Issue Brief on “Women Reservation Bill In India: A Sincere Initiative or Political Point Scoring?”


After 27 years, the Indian parliament has approved the ‘Women Reservation Bill’ or Nari Shakti Wandan Adhiniyan with 454 out of 456 MPs voting in the Bill’s favor. The Bill aims to reserve one third seats for women in Lok Sabha and Vidhan Sabhas. The legislation has been widely hailed across India as an important measure to empower women, but owing to multiple technicalities it will take years to be implemented. Indian Prime Minister Narendra Modi sought to take full credit for and draw maximum political mileage out of the Bill. He said, “it is a historic moment in our country’s democratic journey.”[1] While the Opposition owned the Bill and marked it historic, it expressed concerns about the delay related to the implementation of the Bill. This concern is derived from the fact that Union Home Minister Amit Shah said in his speech at Lok Sabha that the Bill will not be implemented in the 2024 elections; rather the next government will hold a census and delimitation exercise for Lok Sabha and State Assemblies.[2]
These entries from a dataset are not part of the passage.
PR #1984, opened 2018-09-16
jsx-wrap-multilines now catches single missing newlines

### LINKED ISSUE #1965: jsx-wrap-multilines wrong behavior of parens-new-line
Setting `{ return: 'parens-new-line' }` option should validate that there is a new line after `(` and before `)`.
So following code is the valid code:
```
return (
    <div>
        <div>example</div>
    <div>
)
```

But following code also considered as valid whereas as it isn't:
```
return (<div>
        <div>example</div>
    <div>
)
```

and this one also:
```
return (
    <div>
        <div>example</div>
    <div>)
```

So, the issue occurs when there is one parenthesis on a separate line and another one on the same line with the JSX code.

MrHen:
Fixes #1965. The only interesting question is how the fixer should treat the newlines. I chose to make it add a new line if there was exactly zero after or before the parens. This means:

```
  var Hello = createReactClass({
    render: function() {
      return (<div>
        <p>Hello {this.props.name}</p>
      </div>
      );
    }
  });
```

Fixes to:

```
  var Hello = createReactClass({
    render: function() {
      return (
<div>
        <p>Hello {this.props.name}</p>
      </div>
      );
    }
  });
```

----

And:

```
  var Hello = createReactClass({
    render: function() {
      return (<div>
        <p>Hello {this.props.name}</p>
      </div>

      );
    }
  });
```

Fixes to:

```
  var Hello = createReactClass({
    render: function() {
      return (
<div>
        <p>Hello {this.props.name}</p>
      </div>

      );
    }
  });
```

----

The alternative would be to make exactly _one_ newline regardless of how many there were before -- but I assumed such a behavior should be its own rule instead of attached to this rule.

### DIFF
--- a/lib/rules/jsx-wrap-multilines.js
+++ b/lib/rules/jsx-wrap-multilines.js
@@ -98,9 +98,19 @@ module.exports = {
       const previousToken = sourceCode.getTokenBefore(node);
       const nextToken = sourceCode.getTokenAfter(node);
 
-      return isParenthesised(node) &&
-        previousToken.loc.end.line === node.loc.start.line &&
-        node.loc.end.line === nextToken.loc.end.line;
+      if (!isParenthesised(node)) {
+        return false;
+      }
+
+      if (previousToken.loc.end.line === node.loc.start.line) {
+        return true;
+      }
+
+      if (node.loc.end.line === nextToken.loc.end.line) {
+        return true;
+      }
+
+      return false;
     }
 
     function isMultilines(node) {
@@ -151,7 +161,11 @@ module.exports = {
             report(node, MISSING_PARENS, fixer => fixer.replaceText(node, `(\n${sourceCode.getText(node)}\n)`));
           }
         } else if (needsNewLines(node)) {
-          report(node, PARENS_NEW_LINES, fixer => fixer.replaceText(node, `\n${sourceCode.getText(node)}\n`));
+          report(node, PARENS_NEW_LINES, fixer => {
+            const text = sourceCode.getText(node);
+            const fixed = text.replace(/^\n?((.|\n)*?)\n?$/, '\n$1\n');
+            return fixer.replaceText(node, fixed);
+          });
         }
       }
     }
--- a/lib/rules/jsx-wrap-multilines.js
+++ b/lib/rules/jsx-wrap-multilines.js
@@ -94,9 +94,8 @@ module.exports = {
         nextToken.value === ')' && nextToken.range[0] >= node.range[1];
     }
 
-    function needsNewLines(node) {
+    function needsOpeningNewLine(node) {
       const previousToken = sourceCode.getTokenBefore(node);
-      const nextToken = sourceCode.getTokenAfter(node);
 
       if (!isParenthesised(node)) {
         return false;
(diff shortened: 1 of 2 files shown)


tests/lib/rules/jsx-wrap-multilines.js
```diff
@@ -501,7 +525,7 @@ const ATTR_PAREN_NEW_LINE_AUTOFIX_FRAGMENT = `
 `;
 
 function addNewLineSymbols(code) {
-  return code.replace(/\(</g, '(\n<').replace(/>\)/g, '>\n)');
+  return code.replace(/\((\s*)</g, '($1\n<').replace(/>(\s*)\)/g, '>\n$1)');
```
ljharb: i know this code is already in master, but this makes the test cases very inscrutable :-/

i feel like i'd much rather see an explicit `output` example for each input.

lib/rules/jsx-wrap-multilines.js
```diff
@@ -98,9 +98,19 @@ module.exports = {
       const previousToken = sourceCode.getTokenBefore(node);
       const nextToken = sourceCode.getTokenAfter(node);
 
-      return isParenthesised(node) &&
-        previousToken.loc.end.line === node.loc.start.line &&
```
ljharb: it seems like the effective change here is changing `&&` to `||`?

tests/lib/rules/jsx-wrap-multilines.js
MrHen: Yeah, me too. I can add explicit output for the tests touched by this PR.

lib/rules/jsx-wrap-multilines.js
MrHen: Yes. I find mixing `&&` and `||` harder to read but if you prefer it that way I can switch it back.

ljharb: Nah this is good, just making sure i understand.

MrHen: Apparently I didn't quite understand how the nodes worked with whitespace. I had to break this up into separate functions since the newlines were getting attached to the previous token.

tests/lib/rules/jsx-wrap-multilines.js
```diff
@@ -86,6 +86,56 @@ const RETURN_PAREN_NEW_LINE = `
   });
 `;
 
+const RETURN_PAREN_NEW_LINE_OPENING = `
+  var Hello = createReactClass({
+    render: function() {
+      return (
+
```
ljharb: These extra newlines here seem odd - why is this allowed to be here?

MrHen: See my earlier comment: 
https://github.com/yannickcr/eslint-plugin-react/pull/1984#issue-215844164

My first attempts at fixing this caused extraneous newlines to disappear which seemed like an undesired side-effect of this particular rule. The extra newline isn't being added by the fix -- its in the original test condition. The test is making sure the extra newline is _not_ being stripped.

ljharb: That makes sense (although I’d want it stripped, this probably isn’t the rule for it)

MrHen:
Thanks for the review @ljharb. What's the next step to getting this merged? Anything I need to do?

On 19 September 2023, the 128th amendment was proposed to the Indian constitution regarding women’s representation in legislative assemblies as well as in the Lok Sabha. Earlier, similar Bills were introduced in 1996, 1998, 1999, and 2008.[3]The first three Bills lapsed because of the dissolution of the respective Lok Sabhas; while the fourth one was approved by the Rajya Sabha but it also lapsed because of the Lok Sabha’s dissolution. However, the 1996 Bill, examined by the Joint Committee of Parliament, and the 2008 Bill, examined by the Standing Committee on Personnel, Public Grievances, Law and Justice, had agreed with the proposal to reserve seats for women. The latest Bill was passed with a majority, as no major controversy appeared regarding the representation of women. The Bill stipulates 33 percent women representation in Lok Sabha and the State Assemblies.